Little is known about the last years of Cecily's life, or about her life in her third marriage. Mary Anne Everett Green writes that after her marriage to Thomas Kyme, the princess did not live in luxury and did not receive any help from the king: the only funds associated with Cecily were allocated by Henry VII on 11 December 1506 to John Gysell for a trip to her. At the same time, in 1506, the King's mother, Lady Margaret Beaufort, reserved a room for Cecily at Croydon Mansion and later paid part of the cost of the princess's funeral.

Cecily died on 24 August 1507. The place of her death is not exactly determined.

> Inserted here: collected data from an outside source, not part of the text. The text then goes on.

PR #95, opened 2020-11-23
Make Peripheral a struct to make the API more ergonomic

philipstears:
Hi there! Firstly, let me just say thanks for putting in the effort to try to pull together all of the abandoned bluetooth projects for rust. I've tried a few times to work with bluetooth in rust, and there have always been issues that have caused me to just throw my hands up and walk away for a bit. This project looks like the first that will eventually meet my needs, which are mostly home and brew automation focussed. But I digress.

This PR is here to serve as an invitation for discussion. 

A pain point that I, and seemingly others have had, is working with the Peripheral trait. It requires a deeper understanding of rust than is perhaps required. To use Peripheral in my projects, I need to box it, and that can't be done directly because Peripheral requires Clone, which disallows direct boxing. Instead, Peripheral needs wrapping up in a secondary trait object which doesn't require Clone. That raises the barrier to entry quite a bit, in my opinion.

I think the library could be made much easier to use by just removing the use of the trait, and following the pattern for cross-platform support that seems to be common with the standard library itself - using a tuple struct which contains the platform-specific type. 

This PR is a proof-of-concept of that approach, for the bluez code. Note that the Windows and macOS implementations won't compile with this PR, and I've not updated any of the documentation. I'm really just interested in hearing others' opinions on this approach.

If it's something that would be acceptable to be merged, I'll happily get this running under Windows and macOS, and sort out the documentation too.

### DIFF
--- a/src/api/adapter_manager.rs
+++ b/src/api/adapter_manager.rs
@@ -17,11 +17,8 @@ use std::sync::mpsc::{channel, Receiver, Sender};
 use std::sync::{Arc, Mutex};
 
 #[derive(Clone, Debug)]
-pub struct AdapterManager<PeripheralType>
-where
-    PeripheralType: Peripheral,
-{
-    peripherals: Arc<DashMap<BDAddr, PeripheralType>>,
+pub struct AdapterManager {
+    peripherals: Arc<DashMap<BDAddr, Peripheral>>,
 
     // Sender is never handled mutably, but mpsc's Sender is Send only, not Sync,
     // so we can't just wrap it in an Arc to pass it around as part of the adapter
@@ -41,10 +38,7 @@ where
     event_receiver: Arc<Mutex<Option<Receiver<CentralEvent>>>>,
 }
 
-impl<PeripheralType> AdapterManager<PeripheralType>
-where
-    PeripheralType: Peripheral + 'static,
-{
+impl AdapterManager {
     pub fn new() -> Self {
         let peripherals = Arc::new(DashMap::new());
         let (event_sender, event_receiver) = channel();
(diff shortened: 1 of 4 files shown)


olefriis:
> Instead, Peripheral needs wrapping up in a secondary trait object which doesn't require Clone.

Out of curiosity, how would you do that? I'm having the exact same problem now and have no idea how to do it, meaning all code using `Peripheral`s will get pushed into big, ugly functions instead of being nicely factored.

Just thinking that documenting how to work with `Peripheral`s would be a much lower-hanging fruit than fixing the code base for all supported platforms at once. Though I would love to help out with the changes if somebody decides that this is the way we want to go.

qdot:
Note that the whole API is being overhauled in #114, so you might want to check there for how things will look in the future (and probably not worry too much about trying to fix 0.6.x)

philipstears:
That's very exciting indeed, I can't wait to see how it shapes up. 

@olefriis - here's what I've done to work-around the Peripheral trait in my codebase:

https://github.com/philipstears/brew-monitor/blob/recipe-bridge/lib/bm-grainfather/src/bluetooth/btleplug.rs#L28

I declare my own trait (`ClientImpl`), with the API I want, and a struct that implements that trait on-top of `Peripheral`, and then I can box that trait normally (https://github.com/philipstears/brew-monitor/blob/recipe-bridge/lib/bm-grainfather/src/bluetooth/btleplug.rs#L87)

olefriis:
@philipstears Thanks a bunch - I'm still trying to wrap my head around this, but I'll get there 😄 Doing Rust, I need to learn all the time, which for me is one of the main attractions of the language (only using it on spare-time projects...).

@qdot That's very nice to hear! I must admit that I didn't know what to expect after reading #100, but super happy to hear that stuff is happening!

NZSmartie:
With the recent merge of #103, the platform specific `Peripheral` struct is now public and exposed directly to the library consumer. Along the use of _static_assertions_ to ensure the struct conforms to the `btleplug::api::Peripheral` trait. 

With that said, please let us know if there are any other concerns that are still to be addressed

PR #96, opened 2020-11-26
Store services on PeripheralProperties

philipstears:
In my use case (brew / home automation) I would like to be able to be monitoring devices as they become available, and do different things based on their advertised data. One of the facets of that data that is useful to act on, is the service id exposed by the device.

I saw a previous PR (https://github.com/deviceplug/btleplug/pull/23) that attempted to make more information available, but that was limited to bluez only.

I *think* the way things are intended to work, is that the `DeviceDiscovered` event just gives the address of the discovered advice, and then if someone wants more details, they can get the device, and use its `PeripheralProperties` to access the advertising data, therefore, this PR just extends PeripheralProperties with a BTreeSet of services, and (currently only for bluez) populates it when advertising information is available.

I've also changed the discovery example to show retrieving the device based on the address.

If this is the right approach, I can look at adding similar functionality for Windows and macOS too.

### DIFF
--- a/examples/event_driven_discovery.rs
+++ b/examples/event_driven_discovery.rs
@@ -52,7 +52,12 @@ pub fn main() {
     while let Ok(event) = event_receiver.recv() {
         match event {
             CentralEvent::DeviceDiscovered(bd_addr) => {
-                println!("DeviceDiscovered: {:?}", bd_addr);
+                println!(
+                    "DeviceDiscovered: {:?}",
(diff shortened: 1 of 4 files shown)


NZSmartie:
Ah woops, this got implemented in #126, though as a `Vec<Uuid>` instead of a `BTreeSet<Uuid>` if that is still important, then we could have it changed

PR #98, opened 2020-12-05
feat: Support winrt-rs v0.7

kaz399:
I modified winrtble code to support winrt-rs v0.7.

Since winrt-rs v0.7 is implemented by Microsoft. With this, the API is no longer compatible with previous versions.
I have confirmed that the code in the example works, but I have not been able to verify all the features.

Any comments are welcome.

### DIFF
--- a/Cargo.toml
+++ b/Cargo.toml
@@ -42,9 +42,7 @@ version = "^4"
 features = ["verbose-errors"]
 
 [dependencies.winrt]
-# This is stuck at 0.6 until we update the UWP core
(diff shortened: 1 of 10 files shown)


qdot:
This is now on the dev branch at fdd226961d5a87460768fa5dce1b32bec467ef46. I had to rebase it on top of some other patches that came in before it.

My initial smoke tests with my library seem positive. Everything still connects and works in the way it should, subscriptions for notifications are still fine, etc.

Thanks again for doing this work!

PR #101, opened 2020-12-12
Store service data on PeripheralProperties

icewind1991:
Spiritual successor (for my use case) of #23, inspired by #96.

Currently only implemented for bluez, but the approach should be easy to implement for the other backends.


NZSmartie:
Implemented in #126

PR #102, opened 2020-12-12
move Peripheral from general parameter to associated type for Central

icewind1991:
With both `Adapter` and `Peripheral` being platform specific, I can't see any situation where you would want to implement `Central` more than once for a single `Adapter` but with different `Peripheral`s.

By removing the generic parameter instead it makes the trait easier to work with in generics.


qwandor:
I think this is a good idea. Can you rebase it against the latest `dev` branch? Or I'll do so after the async change is in.

qwandor (approved):

qwandor:
Never mind, done.

PR #103, opened 2020-12-12
unify api usage between platforms a bit

icewind1991:
By re-exporting the platform specific `Manager` and `Adapter` saves the user of the api from doing so and should prevent most api users from "accidentally" making their code platform specific.

By type-aliasing `Adapter `as `ConnectedAdapter` for mac and windows, and adding a no-op `connect` the user doesn't have to care that only linux
has a difference between the two.

### DIFF
--- a/src/bluez/adapter/mod.rs
+++ b/src/bluez/adapter/mod.rs
@@ -201,7 +201,7 @@ impl Adapter {
         );
     }
 
-    pub fn proxy(&self) -> Proxy<&SyncConnection> {
+    pub(crate) fn proxy(&self) -> Proxy<&SyncConnection> {
         self.connection
             .with_proxy(BLUEZ_DEST, &self.path, DEFAULT_TIMEOUT)
     }
--- a/src/bluez/adapter/mod.rs
+++ b/src/bluez/adapter/mod.rs
@@ -13,7 +13,7 @@
 
 // mod acl_stream;
 // mod dbus;
-mod peripheral;
+pub mod peripheral;
 
 use super::{
     bluez_dbus::adapter::OrgBluezAdapter1, bluez_dbus::device::OrgBluezDevice1Properties,
--- a/src/lib.rs
+++ b/src/lib.rs
@@ -93,6 +93,16 @@ pub mod corebluetooth;
 #[cfg(target_os = "windows")]
 pub mod winrtble;
 
+#[allow(unused_imports)]
+#[cfg(target_os = "linux")]
+pub use crate::bluez::{adapter::Adapter, manager::Manager};
+#[allow(unused_imports)]
+#[cfg(target_os = "macos")]
+pub use crate::corebluetooth::{adapter::Adapter, manager::Manager};
+#[allow(unused_imports)]
+#[cfg(target_os = "windows")]
+pub use crate::winrtble::{adapter::Adapter, manager::Manager};
+
 #[derive(Debug, thiserror::Error, Clone)]
 pub enum Error {
     #[error("Permission denied")]
--- a/src/lib.rs
+++ b/src/lib.rs
@@ -23,19 +23,11 @@
 //! use std::thread;
 //! use std::time::Duration;
 //! use rand::{Rng, thread_rng};
-//! #[cfg(target_os = "linux")]
-//! use btleplug::bluez::{adapter::Adapter, manager::Manager};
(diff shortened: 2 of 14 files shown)


icewind1991:
Note that in order to get a consistent `connect` api I had to change the type signature for the bluez version, making this a breaking change. (Although I don't think it's likely to break anything in the wild)

icewind1991:
I have no need nor intention to maintain a fork, #101 (or something that achieves the same result) is the only ones I actually "need", the others were changes made after trying to make my code platform agnostic and noticing the annoyances of doing so with the current api.

If you prefer not to have more "structural" changes like this or #102 submitted without discussion first then I understand that.

Either way, if you don't like the changes from this or #102 or want to discuss their approaches first then that's fine by me.

icewind1991:
Reading around some more I can see that you aren't looking for for contributions that aren't well vetted and properly supported on all platforms because of the extra burden it puts on you as a developer, which is totally understandable.

I'm completely fine with closing these last two PR's and just leaving them as suggestions for future api stuff, I can easily pull the relevant bits into my own crate.

As for #101, I hope that it being a graceful fallback (any platform where it doesn't get implemented will just not have the data set, but nothing should break at least) makes it easier to merge. I can look into the windows implementation for it to if needed but, as is probably acommon issue, I don't have mac hardware to work on a mac implementation.

Either way, I thank you for taking up the task of creating this bluetooth library and hope that at least some of my work is useful.

qdot:
So just a heads up, after some people engaging on the Bluez side (which was going to be the biggest hurdle for me bringing up the new API, since the bluez socket stuff was rather cumbersome), I'm going to release v0.6 here in the next few days, then we're actually getting to that mythical point of working on API updates. Discussion is mostly taking place in issues here and/or on my discord (https://discord.gg/ah9W8WE). I'm leaving your PRs here so we can take some of your ideas into account too.

src/lib.rs
```diff
@@ -141,6 +141,16 @@ pub mod corebluetooth;
...
+#[allow(unused_imports)]
+#[cfg(target_os = "linux")]
+pub use crate::bluez::{manager::Manager, adapter::{ConnectedAdapter, Adapter}};
+#[allow(unused_imports)]
+#[cfg(target_os = "macos")]
+pub use crate::corebluetooth::{manager::Manager, adapter::{Adapter, Adapter as ConnectedAdapter}};
+#[allow(unused_imports)]
+#[cfg(target_os = "windows")]
+pub use crate::winrtble::{manager::Manager, adapter::{Adapter, Adapter as ConnectedAdapter}};
+
```
qwandor, line 153: Rather than putting this at the top level, how about putting the re-exports under a new module, called 'platform' or something like that?

This module could also have some tests to ensure that the various implementations implement the interfaces we expect them to (both the interfaces under api, and things like `Debug` or `Clone` or whatever else we expect).

src/bluez/adapter/mod.rs
```diff
@@ -521,7 +521,7 @@ impl Adapter {
         self.states.contains(&AdapterState::Up)
     }
 
-    pub fn connect(&self) -> Result<ConnectedAdapter> {
-        ConnectedAdapter::new(self)
+    pub fn connect(self) -> Result<ConnectedAdapter> {
+        ConnectedAdapter::new(&self)
     }
```
qwandor, line 526: If you rebase this against the latest dev branch the connect method shouldn't be necessary anymore.

src/lib.rs
```diff
@@ -141,6 +141,16 @@ pub mod corebluetooth;
 #[cfg(target_os = "windows")]
 pub mod winrtble;
 
+#[allow(unused_imports)]
+#[cfg(target_os = "linux")]
+pub use crate::bluez::{manager::Manager, adapter::{ConnectedAdapter, Adapter}};
+#[allow(unused_imports)]
+#[cfg(target_os = "macos")]
```
qwandor, line 148: or "ios"

qwandor:
I ended up rebasing this and fixing my own comments, plus adding `Peripheral` and reducing the visibility of a bunch of internal methods. Tell me what you think!

icewind1991:
Looks good, thanks for taking care of my PRs this week!

NZSmartie (approved):
This looks really tidy. I had to rebase on top of latest dev branch. before merging. just to verify changes.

According to one version, she died on the Isle of Wight and was buried in the local Quarr Abbey; according to this version, the monument on the grave of the princess was destroyed during the reign of her nephew Henry VIII during the Dissolution of the monasteries, and no description of the monument has survived. However, Rosemary Horrox disputes this, pointing to evidence from the Beaufort account books that states Cecily died at Hatfield, Hertfordshire, after a three-week sojourn there, and was buried at a place that must have been local, known as "The Friars" (perhaps the friary at Kings Langley, associated with the House of York and where Edmund of Langley, 1st Duke of York, was buried).

==In art==
A stained glass portrait of Cecily, originally from a larger "royal window" depicting Edward IV's family, is now in Glasgow's Burrell Collection. A modern copy has been placed in the much restored original group in the north transept of Canterbury Cathedral, and was also engraved in the book Acta Historica Reginarum Angliæ. These are, along with another window at Great Malvern Priory, Worcestershire, her only surviving memorials.